Space was tight. My RAS (Power-Kraft TPC 2610C) was banished outside by the girlfriend. Even though it was covered by plastic and tarps, there was water damage. (Western Washington) The lift was frozen, bearings in the motor were frozen, the table looked like a slalom course.

I told the girlfriend I had to get it working to finish the kitchen like "she" wants it.

I had to take the lift mechanism to a machine shop/done. The bearings came in today and I'm getting them into the motor (between other projects). I have to make a lift handle. (Lost in move) Now I'm starting to think about and make plans for the fence.

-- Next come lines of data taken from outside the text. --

PR #4619, opened 2023-03-14
Deactivate closed Kitsu projects on OP

friquette:
## Changelog Description
Deactivate project on OP when the project is closed on Kitsu.


openpype/modules/kitsu/utils/update_op_with_zou.py
```diff
@@ -267,12 +267,22 @@ def write_project_to_op(project: dict, dbcon: AvalonMongoDB) -> UpdateOne:
...
         gazu.project.update_project(project)
 
+    all_kitsu_projects_names = [project['name'] for project in gazu.project.all_projects()]
+    all_kitsu_open_projects_names = [project['name'] for project in gazu.project.all_open_projects()]
+    all_kitsu_closed_projects_names = [project for project in all_kitsu_projects_names if project not in all_kitsu_open_projects_names]
+
+    if project_name in all_kitsu_closed_projects_names:
+        project_status = False
+    else:
+        project_status = True
```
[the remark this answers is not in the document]
friquette: It seems that the closed projects on Kitsu are not synchronized, so we have to make a difference between all the projects and the open projects to see whether a project is open or not

openpype/modules/kitsu/utils/update_op_with_zou.py
```diff
@@ -267,12 +267,29 @@ def write_project_to_op(project: dict, dbcon: AvalonMongoDB) -> UpdateOne:
...
+    all_kitsu_projects_names = [
+        project['name'] for project in gazu.project.all_projects()
+    ]
+    all_kitsu_open_projects_names = [
+        project['name'] for project in gazu.project.all_open_projects()
+    ]
+    all_kitsu_closed_projects_names = [
+        project for project in all_kitsu_projects_names
+        if project not in all_kitsu_open_projects_names
+    ]
```
BigRoy, line 279:
```suggestion
    all_kitsu_projects_names = {
        project['name'] for project in gazu.project.all_projects()
    }
    all_kitsu_open_projects_names = {
        project['name'] for project in gazu.project.all_open_projects()
    }
    all_kitsu_closed_projects_names = (
        all_kitsu_projects_names  - all_kitsu_open_projects_names 
    )
```

I assume the lists of projects can grow quite large over time - especially if it includes the non-open ones. If we end up doing lookups like this I'd say we should go for `set` type.

openpype/modules/kitsu/utils/update_op_with_zou.py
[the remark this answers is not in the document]
BigRoy: [Looking at the logic of the sync all projects it wouldn't ever mark a project inactive](https://github.com/ynput/OpenPype/blob/eea058be0d984eb657d8c3c9ee40b958a9debc83/openpype/modules/kitsu/utils/update_op_with_zou.py#L341) because it'd never start and try to sync the project to begin with. As such, I think the way you're trying to work around it isn't the way to go. Right?

Maybe the way is that syncing all projects should iterate ALL projects including inactive ones, but for the inactive ones only set the status if the project already exists in OpenPype - if not, then ignore it?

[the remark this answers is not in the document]
friquette: So you think instead of modifying the write_project_to_op function, we should modify sync_all_projects to include all projects and not just the open ones ?

openpype/modules/kitsu/utils/update_op_with_zou.py
```diff
@@ -364,9 +372,17 @@ def sync_project_from_kitsu(dbcon: AvalonMongoDB, project: dict):
         if naming_pattern.match(item["name"])
     ]
 
+    all_status = gazu.project.all_project_status()
```
Tilix4, line 375: Comment explaining

openpype/modules/kitsu/utils/update_op_with_zou.py
```diff
@@ -267,12 +269,18 @@ def write_project_to_op(project: dict, dbcon: AvalonMongoDB) -> UpdateOne:
...
+    else:
+        project_status = True
+
     # Update data
     project_data.update(
         {
             "code": project_code,
             "fps": float(project["fps"]),
             "zou_id": project["id"],
+            "active": project_status,
```
Tilix4, line 283:
```suggestion
    # Update data
    project_data.update(
        {
            "code": project_code,
            "fps": float(project["fps"]),
            "zou_id": project["id"],
            "active": project['project_status_name'] != "Closed",
```

Tilix4 (changes requested):
Two small suggestions, otherwise LGTM

Tilix4 (approved):
LGTM!

openpype/modules/kitsu/utils/update_op_with_zou.py
```diff
@@ -364,9 +365,18 @@ def sync_project_from_kitsu(dbcon: AvalonMongoDB, project: dict):
...
+    for status in all_status:
+        if project['project_status_id'] == status['id']:
+            project['project_status_name'] = status['name']
+
     # Sync project. Create if doesn't exist
     bulk_writes.append(write_project_to_op(project, dbcon))
 
+    if project['project_status_name'] == "Closed":
+        return
+
```
BigRoy, line 379: With this PR we're now also writing **closed projects** into OpenPype database that have never been synced before. I wonder whether we should only sync a closed project _IF_ it exists in OpenPype **and** is currently active in OpenPype.

I'd then also move all the asset+shot+episode etc. querying to AFTER knowing whether we want to sync the project. That way we'd only sync to deactivate a project in OP once a project is closed, and otherwise SYNC everything again as soon as the project is active again.

This would make it much lighter, keep it faster as well as soon as you have e.g. 15 closed projects.

openpype/modules/kitsu/utils/update_op_with_zou.py
```diff
@@ -347,6 +347,15 @@ def sync_project_from_kitsu(dbcon: AvalonMongoDB, project: dict):
     if not project:
         project = gazu.project.get_project_by_name(project["name"])
 
+    # Get all statuses for projects from Kitsu
+    all_status = gazu.project.all_project_status()
+    for status in all_status:
+        if project['project_status_id'] == status['id']:
+            project['project_status_name'] = status['name']
+
+    if not get_project(project['name']) and project['project_status_name'] == "Closed":  # noqa
```
iLLiCiTiT, line 356: I would recommend this order (the project is queried only if project status is closed and not all the time).
```suggestion
    if (
        project['project_status_name'] == "Closed"
        and not get_project(project['name'])
    ):
```

iLLiCiTiT (dismissed):

openpype/modules/kitsu/utils/update_op_with_zou.py
```diff
@@ -346,6 +347,18 @@ def sync_project_from_kitsu(dbcon: AvalonMongoDB, project: dict):
     if not project:
         project = gazu.project.get_project_by_name(project["name"])
 
+    # Get all statuses for projects from Kitsu
+    all_status = gazu.project.all_project_status()
+    for status in all_status:
+        if project['project_status_id'] == status['id']:
+            project['project_status_name'] = status['name']
+
```
Tilix4, line 355: I'd add a `break` here for optimization
```suggestion
                break

```

BigRoy, line 355: Would this benefit from a comment?
```suggestion

    # Do not sync closed kitsu project that is not found in openpype
```

BigRoy (dismissed):
Haven't tested the code but changes look good to me.

Only optimization I see if that we could potentially query the `gazu.project.all_project_status()` only once and pass it to `sync_project_from_kitsu` instead of querying it per project. But I assume it's not a performance issue currently for anyone so I suppose it's fine for everyone. :)

openpype/modules/kitsu/utils/update_op_with_zou.py
```diff
@@ -346,6 +347,18 @@ def sync_project_from_kitsu(dbcon: AvalonMongoDB, project: dict):
...
+    if (
+        project['project_status_name'] == "Closed"
+        and not get_project(project['name'])
+    ):
```
Tilix4, line 359: To make it more explicit I'd switch statements and add a comment.
```suggestion
    # Do not create new project if closed
    if (
        not get_project(project['name'])
        and project['project_status_name'] == "Closed"
    ):
```

iLLiCiTiT:
Please update the branch
image

Tilix4 (changes requested):
With all this contributions, it gets very clean and straight forward, nice job!
One actual request lest and one suggestion for better understanding.

openpype/modules/kitsu/utils/update_op_with_zou.py
BigRoy: This would be slower however for all open projects since it'd first touch the OpenPype database. If kept as is then it only queries the OpenPype databse if the project is closed.

iLLiCiTiT: That is from my suggestion https://github.com/ynput/OpenPype/pull/4619#discussion_r1154242344 to avoid query of project all the time.

Tilix4: Ah you're right, disregard the switch then, but keep the comment, pick the one you prefer between @BigRoy's or mine ;)

iLLiCiTiT:
> Please update the branch image

Branch still have conflicts to resolve

BigRoy (approved):
Haven't tested the code, but changes look good to me. Great work!

PR #4621, opened 2023-03-14
fix the deadline pool settings in 3dsMax

moonyuet:
## Changelog Description
fix the bug of the deadline pools not being picked up from Openpype setting

## Testing notes:
1. Launch Openpype
2. Change the deadline pool settings through Openpype setting
3. launch 3dsMax in Openpype
4. Create Render Instance
5. Publish


BigRoy:
Now it ALWAYS picks what the openpype settings define, right? Then why would it ever need to look into `instance.data`? This seems like the wrong approach right?

moonyuet:
> Now it ALWAYS picks what the openpype settings define, right? Then why would it ever need to look into `instance.data`? This seems like the wrong approach right?

You are right....I notice that the group setting has been set similarly. 
Will fix it in the next commit

BigRoy:
3DsMax is using the new publisher, right? :) I think it's about time for having the [settings for the pools on the CollectDeadlinePools instance](https://github.com/ynput/OpenPype/pull/4388/files#diff-2e9b9251a56921f18fd21f17ca4f36791e022e97fd954cc0d9233d601329b6d9) so that for Deadline submissions it's the same logic across all different hosts. The setting could then just provide Host specific pool definitions, etc.

Less maintenance across different integrations if we can just move the logic into something uniform like that.

m-u-r-p-h-y:
Is it something I should wait for to be decided before doing a user test? @antirotor

jakubjezek001:
> 3DsMax is using the new publisher, right? :) I think it's about time for having the [settings for the pools on the CollectDeadlinePools instance](https://github.com/ynput/OpenPype/pull/4388/files#diff-2e9b9251a56921f18fd21f17ca4f36791e022e97fd954cc0d9233d601329b6d9) so that for Deadline submissions it's the same logic across all different hosts. The setting could then just provide Host specific pool definitions, etc.
> 
> Less maintenance across different integrations if we can just move the logic into something uniform like that.

This approach makes much more sense. Besides, I believe we should separate the changes for Deadline Pool collector as own PR and not to include it within the Maya new publisher PR.

BigRoy:
> I believe we should separate the changes for Deadline Pool collector as own PR and not to include it within the Maya new publisher PR.

Totally agree. It was just the easiest way for me to make it 'work' in a sensible way for the Maya PR. But would love to see a separate PR that I can align the Maya one with.

LiborBatek (changes requested):
When created ```RenderMain``` instance in max and then checking the job on DL ....the render pools doesnt bviously not match the ```render pool``` from OP Settings...

image

moonyuet:
> 

Instead of checking the 3dsMax Deadline Pool Setting, you should check the default Pool Setting. The 3dsmax deadline pool setting would be removed in #4658 to minimize the confusion. So basically I should close this ticket for #4658

PR #4622, opened 2023-03-14
Maya: Allow instances to have the same `cbId` attribute

### LINKED ISSUE #3991: Maya Instanced geometry support in ```model``` subset / Validator
When trying to publish ```model``` family I get validation errors because of non-unique IDs of the geometries which shares its ```ShapeNode``` due to instance nature of them using Maya ```DuplicateSpecial``` function with geometry type se to ```Instance```

image

Instancing in maya being crucial function and should be supported at least on a model level (look should be applied normally just multiple times I guess because of the same ```shapeNode``` and object ID...

BigRoy:
## Changelog Description

Allow instanced nodes to have the same `cbId` attribute.

## Additional info

This should fix #3991 

## Testing notes:

1. Publish a `model` with instanced nodes.

## Tested

- [ ] rigging with instances? (Or instanced control shapes like the mGear rig does)
- [ ] alembics with instances and publishing those again maybe
- [ ] lookdev done on published model with instances


BigRoy:
I've opened this as a draft because I haven't tested it on my end - there's likely typos. Anyway, I've written logic that I believe should do what came up in #3991:

- Allow instanced nodes in model sharing the same `cbId` nodes.
- Disallow multiple members that themselves instanced nodes but not of the same instance - so disallow "unique" members where unique is not the same instance.
- Log a warning when multiple nodes of the same instance are in the export

Currently it has a `allow_instances` class attribute which is currently unused - this could however be exposed in settings to maybe enable/disable it per project or even per family if needed? For now I've just enabled the allow instances to be able to test the logic.

LiborBatek:
Did tested in ```maya 2023``` on ```model``` instance publish

When creating multiple instances (dish models in my case) it gives me following errors:

image

I was not sure if I can make ```instance``` from the geometry without ```cbID``` so I have made it in 2 steps first publish with the single geometry (which didnt exist before in the ```model``` asset ) and later did create those other geometries as ```instance``` and tried to ```publish``` the ```model``` asset.

Will also do test do it in 1 step right away (new geometry added and create instances of it and then publish the model asset)

LiborBatek:
also gives me weird  Shader Connections error even its not related in ```model``` instance??

image

BigRoy:
Thanks, will look into it once I have some more time.

LiborBatek:
Small note/thought ...could be valid also for ```Texture Reference``` objects basically they can/should share ```cbId``` too and not causing any issue in OP. It would fix the problems when ```publish``` ```look``` and ```Yeti rig``` families too

BigRoy:
> Small note/thought ...could be valid also for Texture Reference objects basically they can/should share cbId too and not causing any issue in OP.

A texture reference object technically is just a separate mesh - I'm a bit hesitant about 'ignoring' that case explicitly. But thanks for noting it. Just for future reference - the [Texture Reference object use-case came from the comment here](https://github.com/ynput/OpenPype/pull/4554#issuecomment-1471645983)

tokejepsen:
What is the status on this? Ready for review?

LiborBatek (approved):
Did test it again and all seems ok and working.

When Validating the model and present instances with the same cbIds the validator kicks in and user can use ```Repair``` and regenerate Ids.

image

After that ```Publish``` succeeds...
image

BigRoy:
> But when using model.abc representation all instances being discreet shapes not instances anymore.
> Do we prefer this? I guess Alembic supports instances right? Not sure what this could cause, allowing Instancing when using Almebic representation tho.
> However this could be super handy in production....being able to use maya instances without problems lessening data/file sizes overhaul significantly!

The `.abc` file does contain the meshes as instances (the `.abc` file will be much smaller) but unfortunately the Maya Alembic importer does not preserve the instance upon loading. As such, yes - on load these are not instances anymore in Maya. If you load the alembic into an Arnold Proxy however it will correctly load the meshes as instances at rendertime. So there are benefits to it, but not when loading/importing alembics as geo into Maya.

You should be able to reproduce this behavior when generating Alembics manually too.

LiborBatek:
Wow, thx for explanation! Makes sense! So is this PR ready?! or still Draft? 

I guess can be merged or?

BigRoy:
It's one that I _think_ works ok, but there's so many unknown factors afterwards with looks and other publishing that I wonder whether it's worth it.

E.g. referencing the alembic natively back into Maya turns it into non-instances again making it still disallowed to have the same `cbId` if used in a rig or used in a `pointcache` down the line. Yes, it'd work for the model itself but I have a feeling it doesn't really hold up well through the pipeline (in Maya that is; renderers and Houdini will be much more capable however).

I've been tinkering whether it's worth the effort or not. Especially given also the confusion it gave e.g. @LiborBatek as he tested it. Others will likely hit the same issues.

tokejepsen:
> I've been tinkering whether it's worth the effort or not. Especially given also the confusion it gave e.g. @LiborBatek as he tested it. Others will likely hit the same issues.

Ok, will await your decision. Close or make the PR ready for review to continue.

tokejepsen:
@BigRoy did you get a chance to have a think about this PR?

BigRoy:
@LiborBatek reported a bug to me on Discord about MGear rigs not publishing as intended with tons of errors on **Missing node ids** or **Non-unique asset ids on nodes**.

After some debugging I noticed that MGear rigs use instanced curve shapes for controls - e.g. for "controlBuffer" controls. For example see:
```python
print(cmds.ls("arm_L0_upv_ctlShape"))
# ['arm_L0_upv_ctl_controlBuffer|arm_L0_upv_ctlShape']
print(cmds.ls("arm_L0_upv_ctlShape", allPaths=True))
# ['arm_L0_upv_ctl_controlBuffer|arm_L0_upv_ctlShape', 'arm_L0_upv_ctl|arm_L0_upv_ctlShape']
```

To avoid those particular bugs it's very likely we'll still need to start implementing this PR. @LiborBatek can you confirm whether you particular issue does work with this branch.

1. Take this branch
2. Open the problematic rig.
3. Save the scene (to allow it to generate the missing ids)
4. Publish rig

---

Some debug scripts for particular use case:

```python
# Regenerate any existing cbId
# (e.g. if you have a scene from somewhere else that has cbIds referring to asset ids not existing in your database)
from maya import cmds
import openpype.hosts.maya.api.lib as lib

nodes = cmds.ls("*.cbId", objectsOnly=True)
for node, id in lib.generate_ids(nodes):
    lib.set_id(node, id, overwrite=True)
```

```python
# Print nodes with missing cbId attributes
# This should print any (non-referenced) nodes without `cbId` attribute that are expected to have one
for node in lib.get_id_required_nodes():
    if cmds.attributeQuery("cbId", node=node, exists=True):
        continue
        
    print(node)
```

LiborBatek:
this particular PR helped me sort out issue with asset containing a lot of same cbIDs and succesfully publishes now...this not being possible in latest develop (OP 3.16.5.x)

Would be great to sort this PR out!

image

LiborBatek:
@BigRoy  speaking of possible issues....u mentioned possible future problems when publishing rigs. Could u elaborate more on that? In my case it was namely rig controls having the same cbIDs not geometry for actual pointcaches aka animation. Any possible issues still? thx

antirotor:
@BigRoy - We've tested it and I think that the code looks good. Is there anything you would like to add? Because I think it is ready to merge.

openpype/hosts/maya/plugins/publish/validate_mesh_shader_connections.py
```diff
@@ -35,14 +29,18 @@ def get_invalid_sets(shapes):
...
             members = cache.get(set_, None)
             if members is None:
-                members = set(cmds.ls(cmds.sets(set_,
-                                                query=True,
-                                                nodesOnly=True), long=True))
-                cache[set_] = members
+                # Bugfix: When querying `maya.cmds.sets` with `nodesOnly=True`
+                # instanced members will always return the first instance path
+                # even though that might not be the actual member of the set
+                # To resolve this we `maya.cmds.sets` regularly and filter to
```
BigRoy, line 39:
```suggestion
                # To resolve this we `maya.cmds.sets` as usual and filter to
```

LiborBatek:
@BigRoy  I am willing to undergo full circle of tests so we can find any possible negatives of this PR before merged (if someday). 

Could you help me with that by making a testing list for possible issues? Im mostly thinking about ```Look Assigner``` etc. Maybe preparing assets containing instances and checking if anything broken then.

tokejepsen:
@BigRoy you happy with this PR atm?
We'll do a round of testing when its marked ready to review by you, then hopefully a merge soon.

BigRoy:
I've marked this ready for review. We currently have no short-term need for this but I'm still quite wary about the potential new bugs this PR might allow where certain meshes may pass through unexpectedly.

If you all would love to do some good testing:

- rigging with instances? (Or instanced control shapes like the mGear rig does)
- alembics with instances and publishing those again maybe
- lookdev done on published model with instances

Feel free to pick up any code changes that might be required.

tokejepsen (changes requested):
I've added a testing list to the description so we can tick them off as we go.

When publishing a look with model instances, the `Look members unique` and `Non Duplicate Instance Members` plugins errors.

BigRoy:
> When publishing a look with model instances, the `Look members unique` and `Non Duplicate Instance Members` plugins errors.

There's two things to keep in mind here:

- Did you load the alembic or a maya ascii reference? If it's the Alembic, note that the loaded meshes are now _not_ instances anymore. Alembic does not load/import to maya native geometry back as instances - it's a limitation of the Alembic plug-in. (It will be instances in Houdini however or when used in rendering in e.g. an Arnold Standin)
- Look members requiring to be unique for this case I think makes sense with how the system works.  Look shader assignment is collected and re-assigned via the `cbId` attribute. This `cbId` attribute will not be unique per instance (since they share the exact same node and it's not a 'per-instance unique attribute' like e.g. the `worldMatrix` attribute is. As such, two instances will always have the same `cbId` value (they share it). This basically means they cannot have a unique shader assigned. (Technically we could implement the check so that _if_ two shapes are instances that we will _allow it_ but only if they share the exact same shader assignment.

tokejepsen:
> Did you load the alembic or a maya ascii reference? If it's the Alembic, note that the loaded meshes are now not instances anymore. Alembic does not load/import to maya native geometry back as instances - it's a limitation of the Alembic plug-in. (It will be instances in Houdini however or when used in rendering in e.g. an Arnold Standin)

Yeah, it was alembic. Tried with ma reference now as well.

> Look members requiring to be unique for this case I think makes sense with how the current look publishing system works. Look shader assignment is collected and re-assigned via the cbId attribute. This cbId attribute will not be unique per instance (since they share the exact same node and it's not a 'per-instance unique attribute' like e.g. the worldMatrix attribute is. As such, two instances will always have the same cbId value (they share it). This basically means they cannot have a unique shader assigned. (Technically we could implement the check so that if two shapes are instances that we will allow it but only if they share the exact same shader assignment.) A workaround that will already work for this is to not put the full top group in the look objectSet but instead the unique objects (excluding the duplicate entries for instances). It will end up assigning then for all instances just fine (since they have the same id). That is, if the look assigning code works with instances.

Yeah, it does make sense that same cbid on the shape node would receive the same look assignment. But would it make sense from a workflow perspective to allow assign unique materials per instance? Could see having the same model but variants in texture/material, would help a lot.
This could be possible if we consider the transform cbid as well when assigning looks.

tokejepsen:
@BigRoy I'm unsure about what needs to happen when you bring in instances to lookdev since the non-unique asset ids plugin errors?
Should we allow or disallow this? Should

LiborBatek:
@tokejepsen @BigRoy we were also question ourselves with @antirotor and came to a conclusion there should not be any issue with that so I would say to ```allow``` it ? or?

LiborBatek:
...lets wait for a decision made by @antirotor before any action happens then

antirotor:
If I understand it correctly, we can allow it and clearly state the fact in documentation, that they will recieve the same look. And then we'll need to work on enhancing look system as we've already started a long time ago? :)

tokejepsen (changes requested):
The duplicate cbid validation needs to be bypassed.

mkolar:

I know how it was and some of the things I don't want to do this time... This RAS does radial saw, router, shaper, grinding/polishing, disk/drum sanding, drilling. I have the attachments for everything except the router attachment, but am having one machined to fit my needs... <-- All that is running rampant in my head for what I might want to include in a table this time -- Instead of just a basic table with a basic pony-fence. 

Any thoughts, ideas or pictures to give me ideas? I'm running around trying to get ready for family that's staying here this weekend -- with a pad and pencil in my pocket so I can write down ideas about this...


----------



## OPG3 (Jan 9, 2011)

Mike, this may seem silly, but have you looked around to see what RAS fences are available on the market that you could emulate to meet your requirements? Are there possibly some types that you could visit / measure / adapt? I will say this, though - since I know you are construction savvy...If you're going to make something really long with a plywood veneer - you may want to go with steel studs. They usually stay really straight, where long 2x's tend to deflect over time. Good luck,


----------



## GulfcoastGuy (Feb 27, 2012)

Yeah, How 'bout something like this from Kreg.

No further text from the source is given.